Le 24 juillet, un mandat d’arrêt international a été émis. C’est notamment le départ du groupe de dix Strasbourgeois, dont sept ont été depuis arrêtés, qui ferait l’objet de sa mise en examen.
L’homme évoque aussi la situation en Syrie : « Contrairement à ce que les autorités françaises révèlent, nous ne sommes pas 700 Français ici comme ils disent, mais plus de mille.
Il y a ici plus de 70 nationalités différentes. Ils viennent majoritairement d’Arabie saoudite, de Tunisie, de Libye ou de Russie. Y’a de tout, vraiment : même des Chinois, des Australiens, des Canadiens, des Norvégiens… Ici, c’est un rendez-vous historique pour la communauté musulmane. »
« Tu veux savoir la vérité? Bachar est défait depuis longtemps. C’est l’Iran et la Russie qui sont ici avec leurs armes et leurs soldats pour combattre les rebelles et les djihadistes. Le PKK (Parti des Travailleurs Kurdes qui milite pour un Kurdistan indépendant en Turquie et dont la filiale syrienne, le PYD, est considérée comme une organisation terroriste, ndlr) aussi est allié à Bachar. Ça, c’est le début, et bientôt les USA et l’ONU interviendront. »
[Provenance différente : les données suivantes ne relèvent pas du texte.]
PR #7569, opened 2026-01-08
fix(clerk-js): Keep role select enabled with default org role

LauraBeatris:
## Description

Backport from https://github.com/clerk/javascript/pull/7567

## Checklist

## Type of change

- [X] 🐛 Bug fix
- [ ] 🌟 New feature
- [ ] 🔨 Breaking change
- [ ] other:

### DIFF
--- a/packages/clerk-js/src/ui/components/OrganizationProfile/__tests__/InviteMembersPage.test.tsx
+++ b/packages/clerk-js/src/ui/components/OrganizationProfile/__tests__/InviteMembersPage.test.tsx
@@ -285,7 +285,7 @@ describe('InviteMembersPage', () => {
       });
 
       fixtures.clerk.organization?.inviteMembers.mockResolvedValueOnce([{}] as OrganizationInvitationResource[]);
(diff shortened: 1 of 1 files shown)


packages/clerk-js/src/ui/components/OrganizationProfile/InviteMembersForm.tsx
```diff
@@ -200,8 +191,21 @@ export const InviteMembersForm = (props: InviteMembersFormProps) => {
...
+
+  useEffect(() => {
+    if (field.value || !defaultRole) {
+      return;
+    }
+
+    const defaultRoleExists = options?.some(option => option.value === defaultRole);
+    if (!defaultRoleExists) {
+      return;
+    }
```
LauraBeatris, line 207:
```suggestion
    // Skip if the default role from org settings is not in the current role set.
    // This will eventually be returned by the roles endpoint
    const defaultRoleExists = options?.some(option => option.value === defaultRole);
    if (!defaultRoleExists) {
      return;
    }
```

PR #7586, opened 2026-01-13
feat(ui): replace sync update with deferred promise pattern

jacekradko:
## Summary

Replaces the `flushSync` call in `BaseRouter`'s `baseNavigate` with a deferred promise pattern.

## Problem

The current implementation uses `flushSync` to guarantee the re-render happens before returning control to the caller. While this works, `flushSync` has performance implications:
- Forces React to synchronously flush the entire update queue
- Bypasses React's batching and scheduling optimizations
- Can cause layout thrashing in complex UIs

## Solution

Use a deferred promise pattern instead:

1. Store the resolve function in state alongside the new route parts
2. An effect resolves the promise after React commits the state update
3. This achieves the same guarantee without forcing synchronous updates

```typescript
// Before (flushSync)
flushSync(() => {
  setRouteParts({ path: toURL.pathname, queryString: toURL.search });
});
return internalNavRes;

// After (deferred promise)
return new Promise(resolve => {
  setRouteParts({ path: toURL.pathname, queryString: toURL.search });
  setPendingNavigation({
    routeParts: { path: toURL.pathname, queryString: toURL.search },
    result: internalNavRes,
    resolve,
  });
});
```

## Benefits

- Avoids `flushSync` performance penalty
- Works better with React concurrent features
- Maintains the same behavioral guarantee (re-render completes before promise resolves)

### DIFF
--- a/packages/ui/src/router/__tests__/BaseRouter.test.tsx
+++ b/packages/ui/src/router/__tests__/BaseRouter.test.tsx
@@ -38,7 +38,7 @@ describe('BaseRouter', () => {
   describe('concurrent navigations', () => {
     beforeEach(() => {
       // @ts-ignore
-      window.location = new URL('https://www.example.com/virtual');
+      window.location = new URL('https://www.example.test/virtual');
     });
 
     it('resolves all promises when multiple navigations occur before effect runs', async () => {
--- a/packages/ui/src/router/__tests__/HashRouter.test.tsx
+++ b/packages/ui/src/router/__tests__/HashRouter.test.tsx
@@ -69,7 +69,7 @@ describe('HashRouter', () => {
   describe('when hash has a path included in it', () => {
     beforeEach(() => {
       // @ts-ignore
-      window.location = new URL('https://www.example.com/hash#/foo');
+      window.location = new URL('https://www.example.test/hash#/foo');
     });
 
     it('loads that path', () => {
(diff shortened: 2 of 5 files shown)


packages/ui/src/router/BaseRouter.tsx
```diff
@@ -119,14 +141,19 @@ export const BaseRouter = ({
...
+    // happens before handing things back to the caller. This avoids the flushSync
+    // performance penalty while still ensuring children re-render with the new
+    // navigation state before setActive might emit.
+    return new Promise(resolve => {
       setRouteParts({ path: toURL.pathname, queryString: toURL.search });
+      setPendingNavigation({
+        routeParts: { path: toURL.pathname, queryString: toURL.search },
+        result: internalNavRes,
+        resolve,
+      });
```
Ephem: What happens if several `baseNavigate` get's called before `useEffect` has a chance to run? I think only the last one would resolve and the others would hang?

Naively, I would append all pending to an array instead and resolve them all in the effect, but I'm not sure that's correct either. 🤔

jacekradko: @Ephem Updated in [`1de7582` (this PR)](https://github.com/clerk/javascript/pull/7586/commits/1de758247a2a22eae233cfdf6ff075483bc32964)

Issue #27, opened 2015-07-06
Swagger paths without operationId property should not crash connexion


hjacobs:
To ease incremental development, Connexion should not fail if one of the operationId properties is missing.

$ python3 hack.py 
Traceback (most recent call last):
  File "hack.py", line 4, in <module>
    app.add_api('swagger.yaml')
  File "/usr/local/lib/python3.4/dist-packages/connexion/app.py", line 81, in add_api
    api = connexion.api.Api(yaml_path, base_path, arguments, swagger_ui)
  File "/usr/local/lib/python3.4/dist-packages/connexion/api.py", line 73, in __init__
    self.add_paths()
  File "/usr/local/lib/python3.4/dist-packages/connexion/api.py", line 106, in add_paths
    self.add_operation(method, path, endpoint)
  File "/usr/local/lib/python3.4/dist-packages/connexion/api.py", line 90, in add_operation
    security_definitions=self.security_definitions)
  File "/usr/local/lib/python3.4/dist-packages/connexion/operation.py", line 52, in __init__
    self.operation_id = operation['operationId']
KeyError: 'operationId'

Issue #4, opened 2015-06-12
Add validation for Swagger schema definitions


hjacobs:
Requests should be validated automatically using the schema definitions defined in the Swagger file (similar to what https://github.com/sarnowski/swagger1st/blob/master/src/io/sarnowski/swagger1st/parser.clj does).

PR #28, opened 2015-07-06
wrap add_operation with try/except to continue even if operationId or…

hjacobs:
… function is missing


hjacobs:
workaround/fix for #27

hjacobs:
added same basic validation for #4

L’homme parle également les conditions de vie des djihadistes du Front Al-Nostra, qu’il a rejoint fin 2013, et notamment une villa occupée par son groupe : « Soixante personnes m’ont suivi. J’ai formé mon propre groupe et on a rejoint Jabhat al-Nosra (…) Ici, c’est facile dans le sens où on ne manque pas de nourriture, on ne dort pas dehors… On appelle ça la baraka. Et puis, c’est facile aussi dans le sens où on n’est pas face à face avec l’ennemi. C’est un combat qui se fait à des centaines de mètres de distance. C’est rare de voir l’ennemi en face. Ceux qui tirent ne savent même pas si ils ont tué des ennemis. »
Et à la question du retour en France, il se montre lucide : « Je ne suis pas près de rentrer en France. Si je rentre demain, je suis parti pour quinze ou vingt ans de prison avec le dossier qu’ils ont sur moi. »
Pourtant, si l’homme interviewé par Vice est bien Mourad Fares, il sera identifié et arrêté le 16 août au Consulat de France d’Istanbul où il était venu demander un laissez-passer consulaire, vraisemblablement pour rentrer au pays.